[lvc-project] [PATCH] drm/amdgpu: check a user-provided number of BOs in list
Christian König
christian.koenig at amd.com
Thu Apr 10 09:07:39 UTC 2025
Am 09.04.25 um 19:27 schrieb Linus Torvalds:
> On Wed, 9 Apr 2025 at 00:29, Christian König <christian.koenig at amd.com> wrote:
>> I mean open coding the limit checks everywhere certainly works, but as far as I can see it would be more defensive if we do that inside kvmalloc_array().
> No.
>
> If we add some limit to kvmalloc_array(), I guarantee that people will
> just then call it with ~0UL.
>
> Making it all entirely pointless.
Hehe, yeah good point as well.
> So thus the "kvmalloc_array() warns about unreasonable uses
> unconditionally, at a limit that is high enough to be useful, and low
> enough that the automated code randomization tools will hopefully
> trigger it and find bad code that doesn't validate kernel input".
>
>> BTW we have been running into the kvmalloc() check on valid use cases as well.

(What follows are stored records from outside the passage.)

PR #12131, opened 2023-07-31
py: Prevent overflowing size_t when calling mp_seq_multiply.

FelixNumworks:
Previously, it could led to a situation where `m_new(type, BIG_NUMBER)` would call `m_alloc(zero)` because `sizeof(type)*BIG_NUMBER` would return `0`. This change ensures that a MemoryError is raised instead.

EDIT:
The inputs [0]*2\*\*30 or "blue"*2\*\*30 could create a situation where size_t was overflowed and malloc was called with a corrupted value that would then lead to a bad access in memory.

PR #15606, opened 2024-08-06
py/misc.h: prevent m_new from overflowing size_t when multiplying type size and number of elements

FelixNumworks:
### Summary

Previously, it could led to a situation where m_new(type, BIG_NUMBER) would call m_alloc(zero) because sizeof(type)*BIG_NUMBER would return 0. This change ensures that a MemoryError is raised.

This is an alternative to [this pull request](https://github.com/micropython/micropython/pull/12131)

See discussion in the [other pull request](https://github.com/micropython/micropython/pull/12131)

### DIFF
--- a/py/misc.h
+++ b/py/misc.h
@@ -69,24 +69,30 @@ typedef unsigned int uint;
 
 /** memory allocation ******************************************/
 
+
+// Ensure that m_new does not overflow the multiplication when computing sizeof(type) * num.
+#define CAPPED_SIZE_NUM_OBJ(type, num) ((sizeof(type) * (num)) / sizeof(type) != (size_t)(num) ? SIZE_MAX : sizeof(type) * (num))
+// Ensure that the multiplication and the addition do not overflow.
+#define CAPPED_SIZE_OBJ_NUM_VAR(obj_type, var_type, var_num) ((sizeof(var_type) * (var_num)) / sizeof(var_type) != (size_t)(var_num) || sizeof(obj_type) + sizeof(var_type) * (var_num) < sizeof(var_type) * (var_num) ? SIZE_MAX : sizeof(obj_type) + sizeof(var_type) * (var_num))
+
 // TODO make a lazy m_renew that can increase by a smaller amount than requested (but by at least 1 more element)
 
-#define m_new(type, num) ((type *)(m_malloc(sizeof(type) * (num))))
-#define m_new_maybe(type, num) ((type *)(m_malloc_maybe(sizeof(type) * (num))))
-#define m_new0(type, num) ((type *)(m_malloc0(sizeof(type) * (num))))
+#define m_new(type, num) ((type *)(m_malloc(CAPPED_SIZE_NUM_OBJ(type, num))))
+#define m_new_maybe(type, num) ((type *)(m_malloc_maybe(CAPPED_SIZE_NUM_OBJ(type, num))))
+#define m_new0(type, num) ((type *)(m_malloc0(CAPPED_SIZE_NUM_OBJ(type, num))))
 #define m_new_obj(type) (m_new(type, 1))
 #define m_new_obj_maybe(type) (m_new_maybe(type, 1))
-#define m_new_obj_var(obj_type, var_field, var_type, var_num) ((obj_type *)m_malloc(offsetof(obj_type, var_field) + sizeof(var_type) * (var_num)))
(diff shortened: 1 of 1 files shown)


projectgus:
You've done a good job of finding all the places where a multiply could overflow! As @dpgeorge mentioned in the other PR, this kind of approach would still need a lot of work to get the code size low enough (and maybe even then it won't be low enough).

FWIW I would suggest a possible approach could look like this:

1) Implement a `static inline bool mp_mul_overflow(size_t a, size_t b, size_t *res)`[*] function in `py/misc.h`. For gcc and Clang this can be a thin wrapper around `__builtin_mul_overflow`. However it will need a fallback for MSVC and other compilers. Suggest a good fallback would be to cast both args to uint64_t, multiply as 64-bit, and then check if the result is greater than UINT32_MAX. A smart compiler will hopefully find a way to optimise that to avoid the 64-bit multiplies, too.

2) Implement another non-inline function like `size_t mp_checked_mul(size_t a, size_t b)` that multiplies two values and raises OverflowError if they overflow. (Raising OverflowError is what CPython does in this case.) Implement mp_checked_mul() using the macro from step 1.

3) Change all of these vulnerable multiplies to be calls to `mp_checked_mul()`. I think changing each multiply to a non-inlined function call has the least possible code size impact (at best, a single Thumb multiply instruction becomes the function call branch so no size impact. At worst, each instance adds 3 mov instructions and a literal load so 1 instruction becomes 4, +6 bytes each time.)  

3) If the code size impact is still significant (probably it will be) then add a macro like `MICROPY_HEAP_OVERFLOW_CHECKS`. If this is set to 0, `mp_checked_mul` is implemented as an inline `return a * b;`. That means this check can be optionally turned off to save code size.

This is a significant amount of work, and I can't promise the result would definitely be merged, so it's obviously up to you if you're interested to do something like this or not. However, I'd like to help you if you're keen. Let me know if you have any other questions. 

[*] size_t may not be right type for these, maybe uint32_t or mp_uint_t or something else.

projectgus:
Oh, and some unit tests that trigger the overflow cases for code coverage.

py/misc.h
```diff
@@ -69,24 +69,30 @@ typedef unsigned int uint;
...
 #if MICROPY_MALLOC_USES_ALLOCATED_SIZE
-#define m_renew(type, ptr, old_num, new_num) ((type *)(m_realloc((ptr), sizeof(type) * (old_num), sizeof(type) * (new_num))))
-#define m_renew_maybe(type, ptr, old_num, new_num, allow_move) ((type *)(m_realloc_maybe((ptr), sizeof(type) * (old_num), sizeof(type) * (new_num), (allow_move))))
-#define m_del(type, ptr, num) m_free(ptr, sizeof(type) * (num))
-#define m_del_var(obj_type, var_field, var_type, var_num, ptr) (m_free(ptr, offsetof(obj_type, var_field) + sizeof(var_type) * (var_num)))
+#define m_renew(type, ptr, old_num, new_num) ((type *)(m_realloc((ptr), CAPPED_SIZE_NUM_OBJ(type, old_num), CAPPED_SIZE_NUM_OBJ(type, new_num))))
+#define m_renew_maybe(type, ptr, old_num, new_num, allow_move) ((type *)(m_realloc_maybe((ptr), CAPPED_SIZE_NUM_OBJ(type, old_num), CAPPED_SIZE_NUM_OBJ(type, new_num), (allow_move))))
+#define m_del(type, ptr, num) m_free(ptr,  CAPPED_SIZE_NUM_OBJ(type, num))
+#define m_del_var(obj_type, var_field, var_type, var_num, ptr) (m_free(ptr, CAPPED_SIZE_OBJ_NUM_VAR(offsetof(obj_type, var_field), var_type, var_num)))
```
dpgeorge, line 92: Probably the free's don't need checking, because if it already succeeded in allocation the multiply should be the same for the free (and should definitely be within the available address space of the architecture).

dpgeorge:
In addition to what @projectgus says above, there may be other ways to minimise the impact of this change.  For example:
- Instead of `mp_checked_mul()` raising `OverflowError` it could return a magic number like -1 to indicate overflow, and then the `m_malloc` etc functions could check for this magic number and raise `OverflowError` there.
- It looks like there are only a handful of allocation functions that are involved here, so maybe they can all be extended to take arguments like `calloc`: a number and a size and then they do the multiplication and overflow checking themselves (at the start of `m_malloc`, `m_malloc0`, `m_renew` etc).

I think it's worth doing this, but we need to find an approach which has minimal impact in both code size and performance (less so for performance, because doing an allocation is already costly so these code paths are not usually in a performance-critical path).

Regardless, we'd still want to have this feature optional via a config macro.

PR #15609, opened 2024-08-07
qemu-arm/qemu-riscv: improve tinytest runner so it doesn't need to generate .exp files on disk

dpgeorge:
### Summary

The qemu-arm and qemu-riscv ports generate a whole lot of .exp files in the `tests/` directory when you run the tests on these ports.  This leaves the repo in an unclean state.

This PR improves this situation by:
- generating the .exp files from within the `tools/tinytest-codegen.py` script by calling out to Python to run them and collecting the resulting stdout output
- then putting the output into a big dictionary of results
- then generating the resulting `build/genhdr/tests.h` file

This results in a clean repo after running the tests.  It also means that `run-tests.py` no longer needs a special case to handle the allowed tests for qemu-arm/riscv targets.

A bonus of this approach is that it's not much extra work to enable running the tests on qemu-*  port using the via .mpy and via native emitter test framework that already exists in `run-tests.py`.

Note: this PR builds on #15577.

TODO:
- [ ] test zephyr changes

### Testing

The qemu-arm tests pass like they did before, but no stray .exp files are generated.

It's a little slower this way when generating the .exp files but not by much.

An alternative to this approach would be to make the qemu-* ports have a stdio to the outside world for the REPL, then treat the qemu process as a board with a serial port, and run the test suite as it would normally be run for an attached hardware board.


dpgeorge:
Closing in favour of #15624.

Issue #15408, opened 2024-07-04
esp32: Enabling verbose debugging triggers a crash at boot.


agatti:
### Port, board and/or hardware

esp32 port, generic ESP32C3 board

### MicroPython version

Without the changes to `ports/esp32/mpconfigport.h` mentioned later the banner is:

`MicroPython v1.24.0-preview.96.g92484d882 on 2024-07-04; ESP32C3 module with ESP32C3`

### Reproduction

Starting from a fresh git checkout from the master branch, enable both `MICROPY_DEBUG_PRINTERS` and `MICROPY_DEBUG_VERBOSE` in `ports/esp32/mpconfigport.h`, then build the ESP32 port for an `ESP32_GENERIC_C3` board with ESP-IDF 5.0.4 (*Edit* - this also occurs on 5.0.5, 5.1.2, and 5.2.0).

### Expected behaviour

The board should show a regular REPL prompt on boot.

### Observed behaviour

The device enters into a boot loop with `RTC_SW_CPU_RST` as the reset cause:

```
ESP-ROM:esp32c3-api1-20210207
Build:Feb  7 2021
rst:0x1 (POWERON),boot:0xf (SPI_FAST_FLASH_BOOT)
SPIWP:0xee
mode:DIO, clock div:1
load:0x3fcd5820,len:0xe8c
load:0x403cc710,len:0x6ec
load:0x403ce710,len:0x2b24
entry 0x403cc710
ESP-ROM:esp32c3-api1-20210207
Build:Feb  7 2021
rst:0xc (RTC_SW_CPU_RST),boot:0xf (SPI_FAST_FLASH_BOOT)
Saved PC:0x403807a8
SPIWP:0xee
mode:DIO, clock div:1
load:0x3fcd5820,len:0xe8c
load:0x403cc710,len:0x6ec
load:0x403ce710,len:0x2b24
entry 0x403cc710
ESP-ROM:esp32c3-api1-20210207
Build:Feb  7 2021
rst:0xc (RTC_SW_CPU_RST),boot:0xf (SPI_FAST_FLASH_BOOT)
Saved PC:0x403807a8
SPIWP:0xee
mode:DIO, clock div:1
load:0x3fcd5820,len:0xe8c
load:0x403cc710,len:0x6ec
load:0x403ce710,len:0x2b24
entry 0x403cc710
# Keeps printing boot messages
```

[...]

PR #15634, opened 2024-08-10
esp32/mphalport: Print debug strings even before the GIL is ready.

agatti:
### Summary

If verbose debugging is enabled there is some stdout output happening before the GIL is ready, and the code assumed that no string printing occurred before the interpreter was fully initialised.  Printing long strings would operate without holding the GIL, which would crash if string output would happen too early in the startup process.

This commit addresses that issue, making sure verbose debugging output will work even before the interpreter is fully initialised (as if it is not yet ready there's no GIL to take care of).

Also, the threshold that would indicate whether a string is "long" (and thus requiring a GIL release/lock operation) or not was hardcoded to 20 bytes.  This commit makes that configurable, maintaining 20 bytes as a default.

This fixes bug #15408.

### Testing

Testing was done with an ESP32C3 board, with both `MICROPY_DEBUG_PRINTERS` and `MICROPY_DEBUG_VERBOSE` enabled.

This patch adds around 32 bytes of code, but only when `MICROPY_DEBUG_PRINTERS`, `MICROPY_DEBUG_VERBOSE`, and `MICROPY_PY_THREAD_GIL` are enabled.  Given that the first two flags are off by default, and enabling them means printing extra debugging information, a minor code size increase and even minor slowdown when printing strings is not only tolerated but expected.

### DIFF
--- a/ports/esp32/mphalport.c
+++ b/ports/esp32/mphalport.c
@@ -47,6 +47,10 @@
 #include "usb_serial_jtag.h"
 #include "uart.h"
 
+#if MICROPY_PY_STRING_TX_GIL_THRESHOLD < 0
+#error "MICROPY_PY_STRING_TX_GIL_THRESHOLD must be positive"
+#endif
+
 TaskHandle_t mp_main_task_handle;
 
 static uint8_t stdin_ringbuf_array[260];
@@ -129,7 +133,13 @@ mp_uint_t mp_hal_stdout_tx_strn(const char *str, size_t len) {
     // Only release the GIL if many characters are being sent
     mp_uint_t ret = len;
     bool did_write = false;
-    bool release_gil = len > 20;
+    bool release_gil = len > MICROPY_PY_STRING_TX_GIL_THRESHOLD;
+    #if MICROPY_DEBUG_PRINTERS && MICROPY_DEBUG_VERBOSE && MICROPY_PY_THREAD_GIL
+    // If verbose debug output is enabled some strings are printed before the
+    // GIL mutex is set up.  When that happens, no Python code is running and
+    // therefore the interpreter doesn't care about the GIL not being ready.
+    release_gil = release_gil && (MP_STATE_VM(gil_mutex).handle != NULL);
+    #endif
     if (release_gil) {
         MP_THREAD_GIL_EXIT();
     }
--- a/ports/esp32/mpconfigport.h
+++ b/ports/esp32/mpconfigport.h
@@ -314,3 +314,8 @@ void boardctrl_startup(void);
 #endif
 #endif
 #endif
+
+// The minimum string length threshold for string printing to stdout operations to be GIL-aware.
+#ifndef MICROPY_PY_STRING_TX_GIL_THRESHOLD
+#define MICROPY_PY_STRING_TX_GIL_THRESHOLD  (20)
+#endif


dpgeorge:
What exactly is being printed before `mp_init()` runs?  From my understanding, `printf()` on the esp32 port does not go via `mp_hal_stdout_tx_strn()`, so the printing before `mp_init()` must come from a call to `mp_printf()`, but where from exactly?

ports/esp32/mphalport.c
```diff
@@ -129,7 +133,13 @@ mp_uint_t mp_hal_stdout_tx_strn(const char *str, size_t len) {
     // Only release the GIL if many characters are being sent
     mp_uint_t ret = len;
     bool did_write = false;
-    bool release_gil = len > 20;
+    bool release_gil = len > MICROPY_PY_STRING_TX_GIL_THRESHOLD;
+    #if MICROPY_DEBUG_PRINTERS && MICROPY_DEBUG_VERBOSE && MICROPY_PY_THREAD_GIL
+    // If verbose debug output is enabled some strings are printed before the
+    // GIL mutex is set up.  When that happens, no Python code is running and
+    // therefore the interpreter doesn't care about the GIL not being ready.
+    release_gil = release_gil && (MP_STATE_VM(gil_mutex.handle) != NULL);
```
dpgeorge, line 141: it should be `MP_STATE_VM(gil_mutex).handle`

agatti: Sorry, fixed.

agatti:
> What exactly is being printed before `mp_init()` runs? From my understanding, `printf()` on the esp32 port does not go via `mp_hal_stdout_tx_strn()`, so the printing before `mp_init()` must come from a call to `mp_printf()`, but where from exactly?

I don't have a module ready at the moment, but for example (taken from the original bug report gdb session):

```
#0  0x40380080 in _panic_handler ()
#1  0x40390988 in xQueueGenericSend (xQueue=0x0, 
    pvItemToQueue=pvItemToQueue@entry=0x0, xTicksToWait=<optimized out>, 
    xTicksToWait@entry=0, xCopyPosition=xCopyPosition@entry=0)
    at /home/agatti/.local/esp-idf/components/freertos/FreeRTOS-Kernel/queue.c:832
#2  0x42008c2e in mp_thread_mutex_unlock (mutex=<optimized out>)
    at /home/agatti/src/micropython/ports/esp32/mpthreadport.c:223
#3  0x42006924 in mp_hal_stdout_tx_strn (
    str=0x3c1425f8 "Initializing GC heap: %p..%p = %u bytes\n", len=22)
    at /home/agatti/src/micropython/ports/esp32/mphalport.c:134
#4  0x4200ba38 in mp_vprintf (print=0x3c142908 <mp_plat_print>, 
    fmt=<optimized out>, 
    fmt@entry=0x3c1425f8 "Initializing GC heap: %p..%p = %u bytes\n", 
    args=args@entry=0x3fca8f74) at /home/agatti/src/micropython/py/mpprint.c:396
#5  0x4201b864 in DEBUG_printf (
    fmt=fmt@entry=0x3c1425f8 "Initializing GC heap: %p..%p = %u bytes\n")
    at /home/agatti/src/micropython/shared/libc/printf.c:44
#6  0x4200a1b8 in gc_init (start=start@entry=0x3fca9018, end=0x3fcb9010, 
    end@entry=0x3fcb9018) at /home/agatti/src/micropython/py/gc.c:192
#7  0x42006268 in mp_task (pvParameter=<optimized out>)
    at /home/agatti/src/micropython/ports/esp32/main.c:128
```

I'll get a full list of messages printed before `mp_init` when I get back home.

dpgeorge:
> Edit: here's what the default build prints before `mp_init`:

Ah, I see, it's the initialisation of the GC heap.

So then it does make sense to check if the GIL is ready when debug printing is enabled.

> *IF* you do proper validation, you can just use the raw vmalloc()
> interfaces by hand and avoid it all.
The problem is that we have use cases where the same code needs to work from the low end mobile with just a few gigabytes all the way to the HPC data center with up to petabytes of system memory. The kvmalloc approach is just very convenient to handle that since it scales.
To summarize for some use cases I can't come up with good hard coded limits since they basically just depend on the system.
> The VM layer allows larger allocations. But the "this is a simple
> allocation, choose kmalloc or vmalloc automatically based on size"
> helper says "you are being simple, I'm going to check your arguments
> are actually sane".
>
> So the drm code can easily have a function that validates the input
> for your specific cases, and then you (a) don't need the helper
> function that does the overflow protection and (b) don't want it.
>
> But it should actually validate arguments for real sanity at that
> point. Not just open-code kvmalloc() without the sanity check.
Yeah, exactly that has been proposed by driver maintainers before and we just rejected it on the subsystem maintainers level.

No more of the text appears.